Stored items
PR #234, opened 2018-08-20
changing which library we download for mac

jessicafalk:

-------

#### Description
Because the dylib didn't seem to load correctly for Mac.
Switched it to download the bundle instead.

#### Tests
ran it locally and the error that it can't download the worker library went away.

#### Documentation
no docs needed

#### Primary reviewers
@jamiebrynes7

### DIFF
--- a/workers/unity/Packages/manifest.json
+++ b/workers/unity/Packages/manifest.json
@@ -6,8 +6,8 @@
     "com.improbable.gdk.testutils": "file:com.improbable.gdk.testutils",
     "com.improbable.gdk.transformsynchronization": "file:com.improbable.gdk.transformsynchronization",
     "com.unity.burst": "0.2.4-preview.18",
-    "com.unity.entities": "0.0.12-preview.8",
-    "com.unity.incrementalcompiler": "0.0.42-preview.14",
+    "com.unity.entities": "0.0.12-preview.10",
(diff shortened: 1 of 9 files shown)


workers/unity/Packages/manifest.json
```diff
@@ -6,8 +6,8 @@
     "com.improbable.gdk.testutils": "file:com.improbable.gdk.testutils",
     "com.improbable.gdk.transformsynchronization": "file:com.improbable.gdk.transformsynchronization",
     "com.unity.burst": "0.2.4-preview.18",
-    "com.unity.entities": "0.0.12-preview.8",
-    "com.unity.incrementalcompiler": "0.0.42-preview.14",
+    "com.unity.entities": "0.0.12-preview.10",
```
jessicafalk: adding it into this pr, because it doesn't seem to break anything for us
BUT it looks like the mac crashes have disappeared (at least I haven't been able to reproduce them anymore in the last hour or so)

workers/unity/Packages/manifest.json
```diff
@@ -6,8 +6,8 @@
...
+    "com.unity.incrementalcompiler": "0.0.42-preview.18",
```
jamiebrynes7: Have we tested that these don't cause odd problems somewhere?

PR #843, opened 2019-03-15
WIP (should be a draft but github is a troll) Put together a slightly different worker model

samiwh:
#### Description
Mocked up what a csharp gdk worker might look like


samiwh:
Closing to see if I can open it as a draft.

=== Exercise directions ===
Pull out each line of the entries that contains "jessicafalk".

=== Output ===
jessicafalk:
jessicafalk: adding it into this pr, because it doesn't seem to break anything for us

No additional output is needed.